# Detroit Crew! Smokers Outlet - Roseville this Thursday 3pm-7pm



## BengalMan (Aug 13, 2007)

Detroit Crew,

I will be doing an Oliva event this Thursday at the Smokers Outlet in Roseville, MI from 3pm - 7pm. Hopefully some of you can make it out! :ss


----------



## cab28 (Feb 24, 2008)

bump


----------



## 357 (May 3, 2007)

I will be there. Hopefully Ian and I won't be the only CS gorillas in attendance.


----------



## DETROITPHA357 (Jul 8, 2006)

357 said:


> I will be there. Hopefully Ian and I won't be the only CS gorillas in attendance.


Ill c what I can do, I'm working afternoons this week 4p-12a training.

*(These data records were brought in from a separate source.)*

PR #423, opened 2023-10-11
Store proofs per output that the outputID corresponds to its content

alexsporn:
Depends on https://github.com/iotaledger/iota.go/pull/563


pkg/protocol/engine/ledger/ledger/ledger.go
```diff
@@ -610,14 +611,13 @@ func (l *Ledger) processStateDiffTransactions(stateDiff mempool.StateDiff) (spen
 		{
 			// input side
 			for _, inputRef := range inputRefs {
-				inputState, outputErr := l.Output(inputRef.OutputID())
-				if outputErr != nil {
+				stateWithMetadata, stateError := l.memPool.StateMetadata(inputRef)
```
muXxer, line 614: why do we use the mempool directly here now?

pkg/protocol/engine/utxoledger/output.go
```diff
@@ -89,10 +93,29 @@ func (o *Output) Output() iotago.Output {
 	return o.output
 }
 
+func (o *Output) OutputIDProof() *iotago.OutputIDProof {
+	o.proofOnce.Do(func() {
+		if o.outputProof == nil {
+			api := o.apiProvider.APIForSlot(o.blockID.Slot())
```
muXxer, line 99: why the slot of the blockID? the output itself has the slot already.

muXxer (approved):

pkg/protocol/engine/ledger/ledger/ledger.go
alexsporn: because we are applying the state from the mempool actually

PR #425, opened 2023-10-11
Resolve TODOs in test suite

### LINKED ISSUE #251: TODOs in testsuite
* [ ] `pkg/testsuite/storage_accountdiffs.go`
	* Double check if `cmp` is enough for the test
* [ ] `pkg/testsuite/testsuite.go`
	* Remove `WithLivenessThreshold`, `WithMinCommittableAge`, common parameters should be used

jonastheis:
- Refactor protocol parameter definition via testsuite to be more explicit and using iota.go ProtocolParameter options instead of individual parameters
- remove `cmp.Equals` and remove package in favor of `assert.Equals`

Fixes #251


alexsporn (approved):
I would revert the changes in `pkg/testsuite/mock/blockissuer.go`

I do want to score a few of those full body sticks we smoked at Fish Bones there were out of site..


----------



## jonharky3 (Apr 28, 2008)

I will try to attend


----------



## BengalMan (Aug 13, 2007)

DETROITPHA357 said:


> Ill c what I can do, I'm working afternoons this week 4p-12a training.
> 
> I do want to score a few of those full body sticks we smoked at Fish Bones there were out of site..


Stop by and I'll give ya one, I'd give you a couple more, but I don't have many left. You can get em here:
http://www.discountcigars.org/cigars.asp?parentval=274


----------



## RRocket (Aug 17, 2008)

I'm from Windsor, and go to the US almost weekly just for Oliva Cigars (impossible to find here). I'll really make an effort to get out there...(if you allow Canuckians!!)


----------



## White97Jimmy (May 12, 2006)

RRocket said:


> I'm from Windsor, and go to the US almost weekly just for Oliva Cigars (impossible to find here). I'll really make an effort to get out there...(if you allow Canuckians!!)


US customs doesn't seem to mind DragonMan and Old Sailor in, so you shouldn't have a problem getting over here!


----------